Restrict the output to the lines below starting at the one that contains "I'd like to" and ending at the one that contains "I got the following", and restate them word for word, both ends included.
Segment Open
Issue #3967, opened 2019-07-30
Can't refresh api management admin user data using azurerm_api_management_user


Sasa33:
### Community Note

* Please vote on this issue by adding a 👍 [reaction](https://blog.github.com/2016-03-10-add-reactions-to-pull-requests-issues-and-comments/) to the original issue to help the community and maintainers prioritize this request
* Please do not leave "+1" or "me too" comments, they generate extra noise for issue followers and do not help prioritize the request
* If you are interested in working on this issue or have submitted a pull request, please leave a comment

### Terraform (and AzureRM Provider) Version
Terraform v0.11.14
provider.azurerm v1.32.0

### Affected Resource(s)

* `azurerm_api_management_user`

### Terraform Configuration Files

```hcl
data "azurerm_api_management_user" "admin" {
  user_id             = "1"
  api_management_name = "${azurerm_api_management.api_management.name}"
  resource_group_name = "${azurerm_resource_group.resource_group.name}"
}
```
I'd like to get the default admin user account  (/subscriptions/{subscriptionId}/resourceGroups/{resourceGroupName}/providers/Microsoft.ApiManagement/service/{serviceName}/users/1) of api management
### Expected Behavior
I get the admin user's data

### Actual Behavior
I got the following error:
Error: data.azurerm_api_management_user.admin: "user_id" may only contain alphanumeric characters and dashes up to 80 characters in length (this error comes from the ApiManagementUserName function in api_management validator)

I noticed that other users's id is 24 length digits, if I tried another user, it works as expected.
But I can't get the admin user's data by using "1" as user_id

jhattarki:
I am having the same issue. Is there a solution/workaround.
Thanks.

identifysun:
@jhattarki 

You can try to create a new user(no admin).

EtienneDeneuve:
@Sasa33 do you still have the issue after the @rikribbers modification ?

favoretti:
Since this issue has been reported a long time ago and relates to the version of provider we no longer support - I'm going to close it. Please open a new updated bug report on current versions of terraform and provider if this is still relevant. Thank you.

PR #7975, opened 2020-07-31
d/api_management_user - updating the username validation

rikribbers:
I fixed the retrieval of admin user. 

Rationale for the fix:

I interpreted that the user_id field is the user identifier and not the full Azure resource id. The MS docs state that is the "User identifier" and it is unique within the current APIM instance. The type is string. 

https://docs.microsoft.com/en-us/rest/api/apimanagement/2019-12-01/user/get

Fixes #3967


azurerm/internal/services/apimanagement/api_management_user_data_source.go
```diff
@@ -20,7 +20,10 @@ func dataSourceArmApiManagementUser() *schema.Resource {
 		},
 
 		Schema: map[string]*schema.Schema{
-			"user_id": azure.SchemaApiManagementUserDataSourceName(),
+			"user_id": {
+				Type:     schema.TypeString,
+				Required: true,
+			},
```
tombuildsstuff, line 26: the validation function above uses a regex rather than a Resource ID here:

```
// from the portal: `The field may contain only numbers, letters, and dash (-) sign when preceded and followed by number or a letter.`
	if matched := regexp.MustCompile(`(^[a-zA-Z0-9])([a-zA-Z0-9-]{1,78})([a-zA-Z0-9]$)`).Match([]byte(value)); !matched {
		errors = append(errors, fmt.Errorf("%q may only contain alphanumeric characters and dashes up to 80 characters in length", k))
	}
```

would it be possible to give an example of the value that's disallowed? rather than removing this validation it'd be worth updating it to ensure that it's correct

rikribbers: The example is the admin user that is created with user_id  "1" by default. Looking at the API documentation I could not find the restriction on 3-80 characters. Fiddling with the settings I found that the length could be between 1 and 80. 

Will restore the orignal validation and change the regex.

rikribbers:
ok, I understand the tradeoff that was made here.. was thinking about using a regex like this:

^(?!.*-$)^[a-z][a-z-]{0,79}$

However this uses a negative lookup that is not supported by go. So second best is to go for a length of 2:

^[a-zA-Z0-9])([a-zA-Z0-9-]{0,78})([a-zA-Z0-9]$

Or split the check up into 2 steps, one for starting and ending with a '-' character and a allowed character regex : ^[a-zA-Z0-9-]{1,80}

I could use some advice on what to implement. I prefer the last one. as this resembles the actual behaviour from the portal.

katbyte:
Hey @rikribbers - the 2nd option would be fine :)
Segment Closed
Answer for the task:
I'd like to get the default admin user account  (/subscriptions/{subscriptionId}/resourceGroups/{resourceGroupName}/providers/Microsoft.ApiManagement/service/{serviceName}/users/1) of api management
### Expected Behavior
I get the admin user's data

### Actual Behavior
I got the following error:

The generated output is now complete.